= Beginning of Section =

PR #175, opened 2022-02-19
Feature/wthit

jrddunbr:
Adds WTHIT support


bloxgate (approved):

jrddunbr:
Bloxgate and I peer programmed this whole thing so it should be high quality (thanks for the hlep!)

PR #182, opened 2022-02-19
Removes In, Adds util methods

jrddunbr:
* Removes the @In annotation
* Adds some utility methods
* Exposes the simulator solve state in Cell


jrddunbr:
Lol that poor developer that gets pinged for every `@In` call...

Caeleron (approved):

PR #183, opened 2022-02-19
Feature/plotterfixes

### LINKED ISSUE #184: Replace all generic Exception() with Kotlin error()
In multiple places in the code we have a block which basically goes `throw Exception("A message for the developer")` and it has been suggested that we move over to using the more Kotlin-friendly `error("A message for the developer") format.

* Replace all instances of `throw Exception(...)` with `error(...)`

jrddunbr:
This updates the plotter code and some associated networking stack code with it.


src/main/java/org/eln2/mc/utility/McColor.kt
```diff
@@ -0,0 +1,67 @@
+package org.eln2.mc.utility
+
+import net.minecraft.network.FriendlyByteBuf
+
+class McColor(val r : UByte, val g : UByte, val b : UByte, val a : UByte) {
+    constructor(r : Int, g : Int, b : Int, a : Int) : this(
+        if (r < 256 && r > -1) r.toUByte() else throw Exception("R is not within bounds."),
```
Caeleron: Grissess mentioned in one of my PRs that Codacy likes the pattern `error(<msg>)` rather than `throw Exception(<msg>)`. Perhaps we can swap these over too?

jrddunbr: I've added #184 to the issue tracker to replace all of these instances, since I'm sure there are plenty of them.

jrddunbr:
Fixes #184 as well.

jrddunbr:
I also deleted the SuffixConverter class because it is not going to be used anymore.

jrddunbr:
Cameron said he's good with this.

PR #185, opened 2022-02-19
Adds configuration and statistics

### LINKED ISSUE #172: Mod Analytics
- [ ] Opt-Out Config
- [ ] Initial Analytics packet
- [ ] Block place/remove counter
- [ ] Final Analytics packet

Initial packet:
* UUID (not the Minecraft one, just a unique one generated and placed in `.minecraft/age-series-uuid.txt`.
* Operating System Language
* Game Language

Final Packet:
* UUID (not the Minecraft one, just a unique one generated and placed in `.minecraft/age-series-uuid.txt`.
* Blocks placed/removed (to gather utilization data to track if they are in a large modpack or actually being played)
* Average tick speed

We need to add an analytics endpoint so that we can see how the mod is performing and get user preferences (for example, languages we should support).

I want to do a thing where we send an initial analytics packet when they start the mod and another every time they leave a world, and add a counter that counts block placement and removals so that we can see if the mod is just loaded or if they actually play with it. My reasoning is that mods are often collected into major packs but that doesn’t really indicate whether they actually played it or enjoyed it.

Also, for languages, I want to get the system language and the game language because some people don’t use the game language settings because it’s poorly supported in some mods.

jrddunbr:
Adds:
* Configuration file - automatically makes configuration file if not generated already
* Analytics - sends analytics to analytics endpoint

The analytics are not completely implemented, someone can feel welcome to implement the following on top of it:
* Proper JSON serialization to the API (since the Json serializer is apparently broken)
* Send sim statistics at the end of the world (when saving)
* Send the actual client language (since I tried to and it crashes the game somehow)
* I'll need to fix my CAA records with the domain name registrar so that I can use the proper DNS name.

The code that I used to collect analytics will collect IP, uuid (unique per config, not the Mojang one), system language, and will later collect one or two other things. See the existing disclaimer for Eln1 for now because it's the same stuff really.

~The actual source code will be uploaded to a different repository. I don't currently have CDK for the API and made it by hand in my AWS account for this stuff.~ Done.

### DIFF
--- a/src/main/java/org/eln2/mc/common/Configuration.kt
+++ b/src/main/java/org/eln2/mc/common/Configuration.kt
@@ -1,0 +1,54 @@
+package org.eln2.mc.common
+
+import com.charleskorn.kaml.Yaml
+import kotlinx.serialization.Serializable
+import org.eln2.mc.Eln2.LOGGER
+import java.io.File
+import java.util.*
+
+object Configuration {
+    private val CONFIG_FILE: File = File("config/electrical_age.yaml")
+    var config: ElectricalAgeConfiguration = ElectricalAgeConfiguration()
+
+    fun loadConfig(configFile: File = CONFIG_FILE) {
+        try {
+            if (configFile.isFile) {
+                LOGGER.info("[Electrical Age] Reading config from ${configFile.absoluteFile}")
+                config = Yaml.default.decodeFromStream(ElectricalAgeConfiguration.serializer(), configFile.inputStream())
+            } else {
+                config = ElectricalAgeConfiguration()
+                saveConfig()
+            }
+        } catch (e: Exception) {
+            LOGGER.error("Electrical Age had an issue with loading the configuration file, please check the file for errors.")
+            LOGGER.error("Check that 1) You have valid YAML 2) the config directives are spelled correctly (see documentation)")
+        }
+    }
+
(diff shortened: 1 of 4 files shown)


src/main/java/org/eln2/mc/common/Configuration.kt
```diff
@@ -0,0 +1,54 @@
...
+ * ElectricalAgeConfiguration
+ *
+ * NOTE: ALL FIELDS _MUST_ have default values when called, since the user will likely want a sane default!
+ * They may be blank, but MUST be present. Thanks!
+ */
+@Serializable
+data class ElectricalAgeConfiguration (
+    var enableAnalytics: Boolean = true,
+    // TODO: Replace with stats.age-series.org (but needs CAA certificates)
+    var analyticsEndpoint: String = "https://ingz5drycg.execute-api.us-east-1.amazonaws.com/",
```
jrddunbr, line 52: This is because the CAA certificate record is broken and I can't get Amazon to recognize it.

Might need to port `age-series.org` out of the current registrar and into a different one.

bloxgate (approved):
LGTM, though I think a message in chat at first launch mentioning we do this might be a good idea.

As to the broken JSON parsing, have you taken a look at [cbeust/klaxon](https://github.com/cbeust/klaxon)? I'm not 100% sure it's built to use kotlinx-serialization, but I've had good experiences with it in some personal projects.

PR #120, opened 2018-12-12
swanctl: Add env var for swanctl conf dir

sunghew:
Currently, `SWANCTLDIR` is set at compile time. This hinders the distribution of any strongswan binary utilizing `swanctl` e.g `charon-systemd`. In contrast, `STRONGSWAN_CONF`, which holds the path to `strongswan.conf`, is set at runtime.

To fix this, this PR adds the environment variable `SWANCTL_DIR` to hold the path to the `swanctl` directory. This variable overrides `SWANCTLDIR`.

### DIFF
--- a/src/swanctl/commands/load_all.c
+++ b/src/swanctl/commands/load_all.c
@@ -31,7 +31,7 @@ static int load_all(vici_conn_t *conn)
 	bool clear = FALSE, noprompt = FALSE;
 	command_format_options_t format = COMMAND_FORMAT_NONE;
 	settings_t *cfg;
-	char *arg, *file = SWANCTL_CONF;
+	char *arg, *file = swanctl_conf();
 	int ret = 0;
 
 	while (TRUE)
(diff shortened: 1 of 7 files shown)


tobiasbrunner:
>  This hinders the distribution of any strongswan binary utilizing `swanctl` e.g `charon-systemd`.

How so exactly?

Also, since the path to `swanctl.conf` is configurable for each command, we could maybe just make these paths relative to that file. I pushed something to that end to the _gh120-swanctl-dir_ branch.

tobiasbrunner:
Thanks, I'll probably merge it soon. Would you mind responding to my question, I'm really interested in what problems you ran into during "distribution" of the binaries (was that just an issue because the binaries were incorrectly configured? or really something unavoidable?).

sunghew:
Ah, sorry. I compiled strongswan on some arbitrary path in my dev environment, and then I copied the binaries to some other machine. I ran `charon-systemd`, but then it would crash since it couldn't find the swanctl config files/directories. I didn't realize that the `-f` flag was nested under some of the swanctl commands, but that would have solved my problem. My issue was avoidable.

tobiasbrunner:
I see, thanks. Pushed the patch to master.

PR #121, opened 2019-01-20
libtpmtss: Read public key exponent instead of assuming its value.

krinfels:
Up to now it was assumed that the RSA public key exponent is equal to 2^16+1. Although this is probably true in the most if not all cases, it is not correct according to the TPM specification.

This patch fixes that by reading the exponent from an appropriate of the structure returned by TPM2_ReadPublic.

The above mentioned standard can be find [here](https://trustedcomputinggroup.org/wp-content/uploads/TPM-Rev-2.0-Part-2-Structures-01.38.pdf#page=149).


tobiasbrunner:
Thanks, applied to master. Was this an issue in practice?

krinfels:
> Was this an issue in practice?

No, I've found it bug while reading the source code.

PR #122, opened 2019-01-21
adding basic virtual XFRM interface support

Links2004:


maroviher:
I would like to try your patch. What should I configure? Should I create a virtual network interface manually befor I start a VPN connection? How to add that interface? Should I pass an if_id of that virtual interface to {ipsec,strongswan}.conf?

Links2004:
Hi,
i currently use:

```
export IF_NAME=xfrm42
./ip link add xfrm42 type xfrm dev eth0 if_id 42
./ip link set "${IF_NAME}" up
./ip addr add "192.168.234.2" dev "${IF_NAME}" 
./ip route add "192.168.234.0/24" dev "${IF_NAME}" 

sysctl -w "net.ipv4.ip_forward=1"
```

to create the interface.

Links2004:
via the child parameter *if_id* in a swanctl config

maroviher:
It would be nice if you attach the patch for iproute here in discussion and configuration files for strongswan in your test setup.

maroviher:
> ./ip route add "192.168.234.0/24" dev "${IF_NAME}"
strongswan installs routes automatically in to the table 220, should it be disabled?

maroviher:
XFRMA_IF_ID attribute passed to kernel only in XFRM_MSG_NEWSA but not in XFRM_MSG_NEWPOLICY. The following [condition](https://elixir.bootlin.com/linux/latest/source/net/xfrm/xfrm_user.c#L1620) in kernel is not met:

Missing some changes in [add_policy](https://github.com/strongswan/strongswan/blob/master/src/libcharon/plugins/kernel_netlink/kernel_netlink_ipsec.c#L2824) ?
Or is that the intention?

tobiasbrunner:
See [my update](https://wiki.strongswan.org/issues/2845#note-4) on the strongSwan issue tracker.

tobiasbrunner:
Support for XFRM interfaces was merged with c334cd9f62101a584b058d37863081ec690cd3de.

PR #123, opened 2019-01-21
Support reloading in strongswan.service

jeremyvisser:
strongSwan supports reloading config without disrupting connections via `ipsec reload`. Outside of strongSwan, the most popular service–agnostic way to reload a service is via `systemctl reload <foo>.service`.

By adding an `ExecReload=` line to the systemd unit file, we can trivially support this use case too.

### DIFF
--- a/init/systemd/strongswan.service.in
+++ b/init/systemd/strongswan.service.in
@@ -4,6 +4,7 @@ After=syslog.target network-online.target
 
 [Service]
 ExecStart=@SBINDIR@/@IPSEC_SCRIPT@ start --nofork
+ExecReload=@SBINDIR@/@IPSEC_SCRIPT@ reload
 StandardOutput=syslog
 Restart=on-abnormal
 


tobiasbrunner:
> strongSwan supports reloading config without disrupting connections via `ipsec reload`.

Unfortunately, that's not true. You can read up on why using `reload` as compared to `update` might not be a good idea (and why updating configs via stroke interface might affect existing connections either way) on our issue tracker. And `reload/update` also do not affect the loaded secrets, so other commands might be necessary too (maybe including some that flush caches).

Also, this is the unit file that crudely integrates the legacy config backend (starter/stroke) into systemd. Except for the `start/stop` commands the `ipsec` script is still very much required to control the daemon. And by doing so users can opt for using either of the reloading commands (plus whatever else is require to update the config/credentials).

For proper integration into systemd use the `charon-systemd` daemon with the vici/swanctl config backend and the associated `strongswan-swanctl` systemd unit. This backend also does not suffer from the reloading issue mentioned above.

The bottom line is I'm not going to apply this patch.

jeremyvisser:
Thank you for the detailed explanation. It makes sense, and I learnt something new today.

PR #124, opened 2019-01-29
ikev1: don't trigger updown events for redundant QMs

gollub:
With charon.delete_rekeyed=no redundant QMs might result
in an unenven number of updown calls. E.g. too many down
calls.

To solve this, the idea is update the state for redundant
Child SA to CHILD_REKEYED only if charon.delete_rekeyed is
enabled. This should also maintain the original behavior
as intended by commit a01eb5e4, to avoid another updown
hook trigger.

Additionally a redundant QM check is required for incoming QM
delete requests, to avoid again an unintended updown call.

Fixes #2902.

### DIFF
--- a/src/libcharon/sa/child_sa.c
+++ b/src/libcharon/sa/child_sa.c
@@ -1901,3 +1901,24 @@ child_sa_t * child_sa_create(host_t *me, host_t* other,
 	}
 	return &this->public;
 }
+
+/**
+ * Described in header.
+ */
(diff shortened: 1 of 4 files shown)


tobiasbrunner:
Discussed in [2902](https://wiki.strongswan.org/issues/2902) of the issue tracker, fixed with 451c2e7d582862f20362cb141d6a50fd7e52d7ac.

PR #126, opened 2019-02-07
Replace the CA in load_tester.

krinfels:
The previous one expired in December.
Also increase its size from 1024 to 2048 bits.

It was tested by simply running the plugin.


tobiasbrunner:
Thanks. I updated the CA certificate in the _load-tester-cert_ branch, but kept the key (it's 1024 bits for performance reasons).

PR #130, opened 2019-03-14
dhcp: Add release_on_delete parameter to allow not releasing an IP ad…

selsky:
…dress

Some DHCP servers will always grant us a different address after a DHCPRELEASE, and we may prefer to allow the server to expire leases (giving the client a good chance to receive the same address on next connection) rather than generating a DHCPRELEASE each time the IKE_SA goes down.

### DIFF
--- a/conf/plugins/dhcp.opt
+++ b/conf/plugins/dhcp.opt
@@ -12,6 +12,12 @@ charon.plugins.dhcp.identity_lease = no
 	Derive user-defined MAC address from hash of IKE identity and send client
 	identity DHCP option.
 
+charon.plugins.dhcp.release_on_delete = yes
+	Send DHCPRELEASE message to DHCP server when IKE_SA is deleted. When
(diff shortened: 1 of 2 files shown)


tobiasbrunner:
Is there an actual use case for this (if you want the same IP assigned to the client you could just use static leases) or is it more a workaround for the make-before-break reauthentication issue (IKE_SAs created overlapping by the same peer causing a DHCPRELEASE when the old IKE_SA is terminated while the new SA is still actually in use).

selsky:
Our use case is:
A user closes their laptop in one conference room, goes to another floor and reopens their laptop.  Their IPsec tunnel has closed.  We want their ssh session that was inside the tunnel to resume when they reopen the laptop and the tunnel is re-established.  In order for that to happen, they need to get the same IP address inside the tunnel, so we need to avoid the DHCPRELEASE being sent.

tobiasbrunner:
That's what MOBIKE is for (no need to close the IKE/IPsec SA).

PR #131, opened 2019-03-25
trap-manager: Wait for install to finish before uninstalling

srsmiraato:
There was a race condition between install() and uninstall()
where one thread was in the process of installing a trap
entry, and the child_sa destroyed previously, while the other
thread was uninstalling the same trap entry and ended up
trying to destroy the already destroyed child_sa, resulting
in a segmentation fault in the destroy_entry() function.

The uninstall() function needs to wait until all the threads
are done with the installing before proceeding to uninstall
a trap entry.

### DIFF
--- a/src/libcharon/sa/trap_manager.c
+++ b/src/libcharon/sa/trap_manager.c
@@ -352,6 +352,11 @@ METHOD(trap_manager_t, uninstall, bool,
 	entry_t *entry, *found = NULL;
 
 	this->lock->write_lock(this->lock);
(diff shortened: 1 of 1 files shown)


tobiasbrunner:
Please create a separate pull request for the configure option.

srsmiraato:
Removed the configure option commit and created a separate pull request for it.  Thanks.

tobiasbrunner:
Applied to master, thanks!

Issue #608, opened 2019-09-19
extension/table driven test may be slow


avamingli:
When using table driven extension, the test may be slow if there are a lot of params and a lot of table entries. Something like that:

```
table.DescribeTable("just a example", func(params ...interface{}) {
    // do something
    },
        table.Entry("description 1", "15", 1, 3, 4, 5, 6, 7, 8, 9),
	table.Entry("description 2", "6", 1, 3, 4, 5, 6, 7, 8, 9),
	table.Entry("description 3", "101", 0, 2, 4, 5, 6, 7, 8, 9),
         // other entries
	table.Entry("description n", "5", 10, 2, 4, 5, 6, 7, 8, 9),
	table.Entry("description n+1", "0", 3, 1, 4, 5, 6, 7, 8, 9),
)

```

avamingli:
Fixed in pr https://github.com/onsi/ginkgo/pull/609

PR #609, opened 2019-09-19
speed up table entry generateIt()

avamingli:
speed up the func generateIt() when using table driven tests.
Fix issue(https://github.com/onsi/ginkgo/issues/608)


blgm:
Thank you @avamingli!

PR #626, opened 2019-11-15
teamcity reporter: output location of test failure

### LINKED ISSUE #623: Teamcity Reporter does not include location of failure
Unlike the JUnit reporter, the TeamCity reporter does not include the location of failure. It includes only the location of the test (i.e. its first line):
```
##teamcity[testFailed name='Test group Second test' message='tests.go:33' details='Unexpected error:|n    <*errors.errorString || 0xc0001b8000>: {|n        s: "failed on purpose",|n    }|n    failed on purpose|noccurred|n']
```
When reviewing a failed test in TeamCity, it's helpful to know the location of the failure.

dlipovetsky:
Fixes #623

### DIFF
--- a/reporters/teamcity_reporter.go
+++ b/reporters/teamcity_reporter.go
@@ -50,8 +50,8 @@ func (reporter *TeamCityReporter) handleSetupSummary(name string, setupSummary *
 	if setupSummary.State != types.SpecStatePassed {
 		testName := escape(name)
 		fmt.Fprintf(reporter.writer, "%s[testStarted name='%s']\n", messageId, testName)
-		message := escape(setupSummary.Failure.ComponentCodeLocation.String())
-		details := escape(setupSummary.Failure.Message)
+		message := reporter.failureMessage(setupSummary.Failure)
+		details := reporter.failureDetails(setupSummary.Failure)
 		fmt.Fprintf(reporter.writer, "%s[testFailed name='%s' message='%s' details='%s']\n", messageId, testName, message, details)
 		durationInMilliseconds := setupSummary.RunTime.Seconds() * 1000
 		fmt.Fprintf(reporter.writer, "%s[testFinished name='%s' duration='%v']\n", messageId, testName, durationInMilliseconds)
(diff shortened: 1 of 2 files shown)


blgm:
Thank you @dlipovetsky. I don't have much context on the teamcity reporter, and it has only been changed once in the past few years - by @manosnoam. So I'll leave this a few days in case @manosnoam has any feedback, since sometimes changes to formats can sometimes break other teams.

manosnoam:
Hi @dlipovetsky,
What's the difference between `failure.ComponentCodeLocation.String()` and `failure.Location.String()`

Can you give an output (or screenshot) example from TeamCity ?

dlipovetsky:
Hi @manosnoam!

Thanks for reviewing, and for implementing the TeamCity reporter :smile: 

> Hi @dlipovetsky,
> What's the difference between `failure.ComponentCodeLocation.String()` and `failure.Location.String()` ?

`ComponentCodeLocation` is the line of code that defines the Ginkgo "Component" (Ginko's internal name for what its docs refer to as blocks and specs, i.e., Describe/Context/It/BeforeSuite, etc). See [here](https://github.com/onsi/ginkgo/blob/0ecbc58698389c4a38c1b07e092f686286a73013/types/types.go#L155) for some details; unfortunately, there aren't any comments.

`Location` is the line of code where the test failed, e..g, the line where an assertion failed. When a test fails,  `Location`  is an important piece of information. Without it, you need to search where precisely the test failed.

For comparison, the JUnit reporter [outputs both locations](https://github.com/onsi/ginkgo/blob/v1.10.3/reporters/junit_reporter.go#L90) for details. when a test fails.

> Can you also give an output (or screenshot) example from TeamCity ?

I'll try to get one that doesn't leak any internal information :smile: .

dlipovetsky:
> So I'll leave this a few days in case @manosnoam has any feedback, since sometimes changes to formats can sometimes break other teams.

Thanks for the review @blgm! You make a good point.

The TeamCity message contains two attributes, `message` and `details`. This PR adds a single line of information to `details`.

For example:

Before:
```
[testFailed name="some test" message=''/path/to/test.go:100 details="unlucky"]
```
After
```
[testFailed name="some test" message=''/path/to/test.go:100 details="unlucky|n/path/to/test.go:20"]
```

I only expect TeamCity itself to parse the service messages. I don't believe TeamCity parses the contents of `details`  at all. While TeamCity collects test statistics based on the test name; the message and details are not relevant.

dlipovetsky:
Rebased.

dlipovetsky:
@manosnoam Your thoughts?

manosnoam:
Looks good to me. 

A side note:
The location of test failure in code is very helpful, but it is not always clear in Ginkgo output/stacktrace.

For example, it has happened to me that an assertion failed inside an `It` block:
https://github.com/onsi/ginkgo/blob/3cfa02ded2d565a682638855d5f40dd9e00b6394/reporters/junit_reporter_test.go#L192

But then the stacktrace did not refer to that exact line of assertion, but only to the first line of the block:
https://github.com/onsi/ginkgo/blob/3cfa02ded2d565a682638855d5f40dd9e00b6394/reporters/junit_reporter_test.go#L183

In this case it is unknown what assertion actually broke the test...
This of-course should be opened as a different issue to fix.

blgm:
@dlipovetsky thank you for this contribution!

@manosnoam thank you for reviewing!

= End of Section =

EXERCISE AIM: Scan the records above for the string "libcharon", then select every line that holds it.

ANSWER BELOW:
Missing some changes in [add_policy](https://github.com/strongswan/strongswan/blob/master/src/libcharon/plugins/kernel_netlink/kernel_netlink_ipsec.c#L2824) ?
--- a/src/libcharon/sa/child_sa.c
+++ b/src/libcharon/sa/child_sa.c
--- a/src/libcharon/sa/trap_manager.c
+++ b/src/libcharon/sa/trap_manager.c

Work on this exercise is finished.